Supplied records Start Marker
PR #11133, opened 2026-05-17
Make agent run skill flag repeatable

bnavetta:
## Summary

This makes the `--skill` flag on `oz agent run` repeatable. We'll use this to fully support multiple run-attached skills. All requested skills are resolved and registered with `SkillsManager`. However, only the _first_ skill is treated as the invoked skill.

In combination with warpdotdev/warp-server#11252, we'll correctly prioritize all attached skills for a given run.

While testing this, I fixed local handling of skill invocation with a prompt. We'll now use an `InvokeSkill` message, instead concatenating the skill and prompt client-side.

## Testing

- Ran `cargo fmt --manifest-path /Users/ben/src/warp/Cargo.toml --all`.
- Ran focused tests:
  - `cargo nextest run --manifest-path /Users/ben/src/warp/Cargo.toml -p warp handle_skills_added_registers_multiple_explicit_skills cloud_environment_skills_always_included`
  - Result: 2 passed.
- Ran targeted clippy:
  - `cargo clippy --manifest-path /Users/ben/src/warp/Cargo.toml -p warp --lib -- -D warnings`
  - Result: passed.
- Manually tested repeatable `--skill` with `./script/run` using real sandboxed skills.
  - Confirmed same-repo skills only clone once.
  - Confirmed cross-repo skills clone both repos.
  - Confirmed that the agent reports both skills in context.

Example output from a test run:

```sh
$ ./script/run -- agent run --cwd work --skill warpdotdev/common-skills:resolve-merge-conflicts --skill warpdotdev/oz-for-oss:bootstrap-issue-config --skill warpdotdev/oz-for-oss:verify-pr --prompt "Please confirm that you have access to verify-pr, bootstrap-issue-config, and resolve-merge-conflicts skills" --sandboxed
...
Run ID: 019e418c-759e-7b29-b0d4-99e91fba4cad
Open in Oz: https://oz.staging.warp.dev/runs/019e418c-759e-7b29-b0d4-99e91fba4cad

New conversation started with debug ID: e79169fe-8a9b-4577-8fb2-6905e1c8b70d

I can confirm that I have access to all three skills you mentioned:

1. **resolve-merge-conflicts** - Available at multiple paths including `/Users/ben/src/warp-internal/.agents/skills/resolve-merge-conflicts/SKILL.md`, `/Users/ben/src/warp/work/common-skills/.agents/skills/resolve-merge-conflicts/SKILL.md`, and `/Users/ben/.agents/skills/resolve-merge-conflicts/SKILL.md`

2. **bootstrap-issue-config** - Available at `/Users/ben/src/warp/work/oz-for-oss/.agents/skills/bootstrap-issue-config/SKILL.md`

3. **verify-pr** - Available at `/Users/ben/src/warp/work/oz-for-oss/.agents/skills/verify-pr/SKILL.md`

All three skills are in the curated skills list and ready to use. How would you like me to proceed with these skills?
```

_Conversation: https://staging.warp.dev/conversation/859faac9-88c6-4cd1-b33e-a37f3efe44fd_
_Run: https://oz.staging.warp.dev/runs/019e34e0-eae3-7f3a-b66c-ca1e13e3c6f5_

### DIFF
--- a/app/src/ai/skills/file_watchers/utils.rs
+++ b/app/src/ai/skills/file_watchers/utils.rs
@@ -1,12 +1,9 @@
-use std::collections::HashSet;
 use std::path::{Path, PathBuf};
-use std::sync::LazyLock;
 
 use ai::skills::{
     home_skills_path, read_skills, ParsedSkill, SkillProvider, SKILL_PROVIDER_DEFINITIONS,
 };
 use anyhow::Error;
-use regex::Regex;
 use repo_metadata::local_model::GetContentsArgs;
Supplied records End Marker
• **Directions**: Find the lines above that contain the word "with" and collect them.

• **Exercise response**:
This makes the `--skill` flag on `oz agent run` repeatable. We'll use this to fully support multiple run-attached skills. All requested skills are resolved and registered with `SkillsManager`. However, only the _first_ skill is treated as the invoked skill.
In combination with warpdotdev/warp-server#11252, we'll correctly prioritize all attached skills for a given run.
While testing this, I fixed local handling of skill invocation with a prompt. We'll now use an `InvokeSkill` message, instead concatenating the skill and prompt client-side.
- Manually tested repeatable `--skill` with `./script/run` using real sandboxed skills.
New conversation started with debug ID: e79169fe-8a9b-4577-8fb2-6905e1c8b70d
All three skills are in the curated skills list and ready to use. How would you like me to proceed with these skills?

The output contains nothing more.